Top-tier inference cards draw serious power. Budget 1,000 W+ PSUs for a single 5090 or 4090; 1,200 W+ for dual-GPU tensor-parallel setups. Thermals matter for sustained inference workloads — a 5090 under a 30-minute code-generation pass will hit 80 °C+ in a poorly ventilated case and throttle. Plan airflow before you plan the GPU.


FAQ

What VRAM do I need to run Llama 3.1 70B locally? Llama 3.1 70B at q4_K_M quantization requires ~42 GB for weights plus 3–8 GB of KV cache depending on context length. You need either a single 48 GB card (RTX A6000, RTX PRO 6000 Blackwell, AMD Radeon Pro W7900) or two 24 GB cards (2× RTX 4090, 2× RTX 3090) with tensor parallelism in vLLM or llama.cpp. At q3_K_M you can squeeze it into 33 GB but quality degrades measurably on reasoning benchmarks.

Is the RTX 5090 worth the upgrade over an RTX 4090 for LLMs? For 7B–13B models where generation is bandwidth-bound, yes — the 5090's 1.79 TB/s memory bandwidth delivers roughly 40–50 % more tok/s than the 4090's 1.0 TB/s. For 70B-class work, two RTX 4090s in tensor-parallel often beats a single 5090 because you get 48 GB of combined VRAM (fits 70B q4) versus the 5090's 32 GB (doesn't). Buy the 5090 if you stay below 24 GB models and want the single-card ceiling.

Can I run local LLMs on an AMD GPU in 2026? Yes — ROCm 6.x with llama.cpp, vLLM, and Ollama is fully functional in 2026. AMD RX 7900 XTX users report 18.5 tok/s on Llama 3.1 70B q4_K_M via llama.cpp and 75 tok/s on 7B-class models. The gap to CUDA has closed for inference, but fine-tuning frameworks (Unsloth, Axolotl) and advanced inference tooling (TensorRT-LLM, ExLlamaV2) remain CUDA-only. For pure inference on open-weight models, an AMD card is a real option; for experimentation and research, NVIDIA still wins.

How much does a multi-GPU setup help for LLMs? Tensor parallelism in vLLM (and now llama.cpp with -sm row) genuinely scales: two RTX 4090s on Llama 3.1 70B q4 hit ~34 tok/s versus ~18 tok/s on a single card splitting with -sm layer. But it requires PCIe 4.0 x8 or better per card (x16 ideal), NVLink helps but isn't required on Ada, and it adds configuration complexity. For 70B models, two cards + vLLM is roughly 1.7–1.9× faster than one card with layer offload.

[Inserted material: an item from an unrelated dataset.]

PR #7436, opened 2017-05-02
Federation gem update

SuperTux88:
This contains all changes needed for the upcoming 0.2.0 release of the federation gem. I marked it as [WIP], because the gem is not released yet (and I maybe make more changes to the gem, so there are more changes needed here). But the commits already in this PR are pretty finished, so they are ready for review.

Is 16 GB of VRAM enough for local LLMs in 2026? For 7B–13B models at q4–q8, yes — plenty of headroom. Llama 3.1 8B at FP16 uses ~16 GB, so you'll quantize; at q4_K_M it's ~5 GB with plenty of room for 32K context. You cannot run 32B models at any usable quality without CPU offload, and you absolutely cannot run 70B. 16 GB is the right tier for developers doing code completion, classification, summarization, and small-model RAG. It's the wrong tier if "local" means "70B-class reasoning model".


Sources

  1. llama.cpp GPU performance benchmarks (GitHub Discussions) — source for RTX 5090 and 4090 tok/s on Llama 2 7B.
  2. LocalLLaMA benchmark megathread on Llama 3.1 70B — source for dual-4090 tensor parallel numbers.
  3. Phoronix Llama 3 benchmarks (RTX 4090 llama3:8b q8_0) — source for 54.2 tok/s 4090 measurement.
  4. Windows Central RTX 5080 Ollama benchmarks — source for 128 tok/s gpt-oss:20b MXFP4 and companion numbers.
  5. llm-tracker RTX PRO 6000 Blackwell benchmarks — source for 405B IQ2_XXS and 7B q4_0 measurements.